Saved entries:
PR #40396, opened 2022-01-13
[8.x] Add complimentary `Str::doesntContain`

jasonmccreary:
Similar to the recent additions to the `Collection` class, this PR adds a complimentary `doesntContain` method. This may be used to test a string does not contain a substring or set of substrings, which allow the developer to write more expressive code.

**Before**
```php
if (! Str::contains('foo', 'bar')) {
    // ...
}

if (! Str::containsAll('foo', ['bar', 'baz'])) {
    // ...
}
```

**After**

==

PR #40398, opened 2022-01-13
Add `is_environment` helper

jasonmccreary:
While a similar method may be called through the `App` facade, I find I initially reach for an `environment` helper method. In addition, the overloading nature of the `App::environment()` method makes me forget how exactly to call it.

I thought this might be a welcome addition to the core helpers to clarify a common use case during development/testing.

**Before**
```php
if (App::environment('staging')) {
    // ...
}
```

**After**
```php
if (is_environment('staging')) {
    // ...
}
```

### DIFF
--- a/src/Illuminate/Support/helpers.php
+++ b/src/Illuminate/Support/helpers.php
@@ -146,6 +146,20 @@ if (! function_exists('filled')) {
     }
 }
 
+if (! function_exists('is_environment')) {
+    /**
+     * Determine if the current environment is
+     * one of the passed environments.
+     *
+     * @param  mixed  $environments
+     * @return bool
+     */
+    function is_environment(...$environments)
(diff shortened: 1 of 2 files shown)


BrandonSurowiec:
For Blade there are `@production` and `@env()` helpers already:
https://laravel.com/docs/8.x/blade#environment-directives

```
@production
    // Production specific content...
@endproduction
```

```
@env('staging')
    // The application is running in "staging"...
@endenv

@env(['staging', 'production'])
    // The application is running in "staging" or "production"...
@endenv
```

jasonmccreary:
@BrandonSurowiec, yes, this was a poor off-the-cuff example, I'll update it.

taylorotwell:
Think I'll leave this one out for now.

About this exercise - Whenever the string "complimentary" turns up in a line of the data, copy that line.

Task result -
[8.x] Add complimentary `Str::doesntContain`
Similar to the recent additions to the `Collection` class, this PR adds a complimentary `doesntContain` method. This may be used to test a string does not contain a substring or set of substrings, which allow the developer to write more expressive code.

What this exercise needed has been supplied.